───── Given records ─────
PR #2822, opened 2026-01-07
chore: explicitly set localnet environment in all walrus packages in test to work with new package management system in Sui 1.63

halfprice:
## Description

This PR does two things:

1. resolve conflicts when updating sui to 1.63 in Walrus codebase

2. This is an effort to integrate the new package management system introduced in sui 1.63. Since the old package
management system is no longer available, we have to make this change in order to integrate Sui 1.63

However, there are some issue related to the new package management system that cause walrus contracts publising
not working in test setup. This is mostly due to that the ephemeral package publishing does not work well with
dependencies that are also an ephemeral published published package.

The work around in this PR is to manually set all the contracts to use a localnet environment, and update its chain ID
during each setup. We create a new Move.test.toml in all the contracts and will use its updated version to replace the
Move.toml in system setup.

Note that this is a temporary solution and should be resolved once the new package management system can work
with ephemeral packages.

Resolve WAL-821
Related to WAL-1125 WAL-1126 WAL-1127

## Test plan

---

## Release notes

- [ ] Storage node:
- [ ] Aggregator:
- [ ] Publisher:
- [ ] CLI:

### DIFF
--- a/crates/walrus-sui/src/client.rs
+++ b/crates/walrus-sui/src/client.rs
@@ -871,23 +871,11 @@ impl SuiContractClient {
     /// Returns the digest of the package at `package_path` for the active network identified by
     /// the enclosed wallet.
     pub async fn compute_package_digest(&self, package_path: PathBuf) -> SuiClientResult<[u8; 32]> {
-        // Compile package to get the digest.
-        let chain_id = self
-            .retriable_sui_client()
-            .get_chain_identifier()
-            .await
-            .ok();
-        tracing::info!(?chain_id, "chain identifier");
-        let (compiled_package, _build_config, _root_package) = system_setup::compile_package(
-            package_path,
-            Default::default(),
-            chain_id,
-            &self.inner.lock().await.wallet,
-        )
-        .await?;
+        let (compiled_package, _build_config, _root_package) = self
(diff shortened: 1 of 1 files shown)


contracts/subsidies/Move.test.toml
```diff
@@ -0,0 +1,15 @@
...
+implicit-dependencies = false
+
+[dependencies]
+std = { git = "https://github.com/MystenLabs/sui.git", subdir = "crates/sui-framework/packages/move-stdlib", rev = "testnet-v1.63.1" }
+sui = { git = "https://github.com/MystenLabs/sui.git", subdir = "crates/sui-framework/packages/sui-framework", rev = "testnet-v1.63.1" }
+wal = { local = "../wal" }
+walrus = { local = "../walrus" }
+
+[environments]
+localnet = "ReplaceChainId"
```
halfprice, line 15: The way the hack works is to replace the existing Move.toml with this Move.test.toml, and update `ReplaceChainId` with the actual chain ID.

Why can't we just update the existing Move.toml to this? Because we want to maintain compatibility for any contracts that depend on Walrus contract.

wbbradley (approved):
─────
▶ _Assignment_: Output the full listing above word for word.

▶ _Solution for this exercise_:
PR #2822, opened 2026-01-07
chore: explicitly set localnet environment in all walrus packages in test to work with new package management system in Sui 1.63

halfprice:
## Description

This PR does two things:

1. resolve conflicts when updating sui to 1.63 in Walrus codebase

2. This is an effort to integrate the new package management system introduced in sui 1.63. Since the old package
management system is no longer available, we have to make this change in order to integrate Sui 1.63

However, there are some issue related to the new package management system that cause walrus contracts publising
not working in test setup. This is mostly due to that the ephemeral package publishing does not work well with
dependencies that are also an ephemeral published published package.

The work around in this PR is to manually set all the contracts to use a localnet environment, and update its chain ID
during each setup. We create a new Move.test.toml in all the contracts and will use its updated version to replace the
Move.toml in system setup.

Note that this is a temporary solution and should be resolved once the new package management system can work
with ephemeral packages.

Resolve WAL-821
Related to WAL-1125 WAL-1126 WAL-1127

## Test plan

---

## Release notes

- [ ] Storage node:
- [ ] Aggregator:
- [ ] Publisher:
- [ ] CLI:

### DIFF
--- a/crates/walrus-sui/src/client.rs
+++ b/crates/walrus-sui/src/client.rs
@@ -871,23 +871,11 @@ impl SuiContractClient {
     /// Returns the digest of the package at `package_path` for the active network identified by
     /// the enclosed wallet.
     pub async fn compute_package_digest(&self, package_path: PathBuf) -> SuiClientResult<[u8; 32]> {
-        // Compile package to get the digest.
-        let chain_id = self
-            .retriable_sui_client()
-            .get_chain_identifier()
-            .await
-            .ok();
-        tracing::info!(?chain_id, "chain identifier");
-        let (compiled_package, _build_config, _root_package) = system_setup::compile_package(
-            package_path,
-            Default::default(),
-            chain_id,
-            &self.inner.lock().await.wallet,
-        )
-        .await?;
+        let (compiled_package, _build_config, _root_package) = self
(diff shortened: 1 of 1 files shown)


contracts/subsidies/Move.test.toml
```diff
@@ -0,0 +1,15 @@
...
+implicit-dependencies = false
+
+[dependencies]
+std = { git = "https://github.com/MystenLabs/sui.git", subdir = "crates/sui-framework/packages/move-stdlib", rev = "testnet-v1.63.1" }
+sui = { git = "https://github.com/MystenLabs/sui.git", subdir = "crates/sui-framework/packages/sui-framework", rev = "testnet-v1.63.1" }
+wal = { local = "../wal" }
+walrus = { local = "../walrus" }
+
+[environments]
+localnet = "ReplaceChainId"
```
halfprice, line 15: The way the hack works is to replace the existing Move.toml with this Move.test.toml, and update `ReplaceChainId` with the actual chain ID.

Why can't we just update the existing Move.toml to this? Because we want to maintain compatibility for any contracts that depend on Walrus contract.

wbbradley (approved):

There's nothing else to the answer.